I wonder what is $Cov(y,\hat{y})$ the Covariance between estimated $\hat{y}$ and observed value $y$, in the situation of simple linear regression. Some Youtube tutor said it's 'O', but i can't agree with that.

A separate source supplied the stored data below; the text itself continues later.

PR #1006, opened 2024-12-03
OPSEXP-2941 Bump readme and stack patches

gionn:
* Make sure that activemq version is properly propagated in downstream usage
* Build audit-storage java path from java role var

OPSEXP-2941


pmacius (dismissed):

README.md
```diff
@@ -192,31 +191,20 @@ doc](./README.md#versioning)
...
+1. After merging every pending PR, proceed with tagging:
+   * `git tag -s v2.x.x -m v2.x.x`
+   * `git push origin v2.x.x`
+1. Wait for the [Release
+  workflow](https://github.com/Alfresco/alfresco-ansible-deployment/actions/workflows/release.yml)
+  go green.
+1. [Draft a new
+  release](https://github.com/Alfresco/alfresco-ansible-deployment/releases) on
+  GitHub with the tag you just pushed. If the release is for a new ACS major
+  version, mention the ACS release in the title, e.g. v2.x.x (ACS 23.4.0)
```
alxgomz, line 210: Does incrementing the number breaks the rendering?  If not then please do increment. If it does... well it shouldn't :)

roles/activemq/defaults/main.yml
```diff
@@ -9,4 +9,4 @@ activemq_environment:
     - -Xms128m
     - -Xmx1g
     - $ACTIVEMQ_OPTS
-activemq_version: 5.18.5
+activemq_version: null
```
alxgomz, line 12: hat's the benefit vs removing it from here?

alxgomz (changes requested):

roles/activemq/defaults/main.yml
gionn: the role in the current state is not really reusable (the download URL is not using this activemq_version) - so I prefer to get an explicit failure when we forget to pass this variable properly

README.md
gionn: may look confusing at first but that's the way you get numbers automatically managed in markdown - I think it was ok given users are supposed to browse the jekyll website to read docs

https://www.markdownguide.org/basic-syntax/#ordered-lists

PR #1008, opened 2024-12-05
Fixup base folder in apply_amps

### LINKED ISSUE #995: Wrong modules path in apply_amps.sh
Since 7.1.1 the modules/acs-platform and modules/acs-share moved from /opt/alfresco to /opt/alfresco/content-services-<acs-version>. This changeaffects the apply-amps.sh file that still references the modules root path being `{{ binaries_folder }}` while it should not use the already existing ${ACS_HOME} variable.

https://github.com/Alfresco/alfresco-ansible-deployment/blob/8883dfb305a5c22a62610197797d25acb8946655/roles/repository/templates/apply_amps.sh#L5C74-L5C75

gionn:
Fix #995


roles/repository/templates/apply_amps.sh.j2
alxgomz, line 1: As the command task runs with a `become: true` we should maybe remove the `sudo` which is not even documented as a requirement

pmacius (approved):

You know, the linear regression model is like this. $$y_i = \hat{\beta_0} + \hat{\beta_1}x_i + e_i $$ $$\hat{y_i}=\hat{\beta_0} + \hat{\beta_1}x_i$$
How I approached is like this.
For a certain number 'i', $$Cov(y_i,\hat{y_i})$$ $$=Cov(\hat{y_i}+e_i, \hat{y_i})$$ $$=Cov(\hat{y_i}, \hat{y_i}) + Cov(e_i, \hat{y_i})$$ $$=Var(\hat{y_i}) + 0$$ so $Cov(y_i,\hat{y_i})$ becomes $Var(\hat{y_i})$. But with this, I can't make an important derivation about the variance of $e$. And I think I'm wrong, but I can't find the clue that my derivation is wrong. Thank you for help
**All derivation of The variance of the prediction error **
$$e_i = y_i - \hat{y_i}$$ $$var(y_i - \hat{y_i}) = var(v_i) + var(\hat{y_i}) - Cov(v_i, var(\hat{y_i})) $$ here, we all know what $var(v_i)$ and $var(\hat{y_i})$ is. And the derivation of $Cov(v_i, var(\hat{y_i}))$ is above.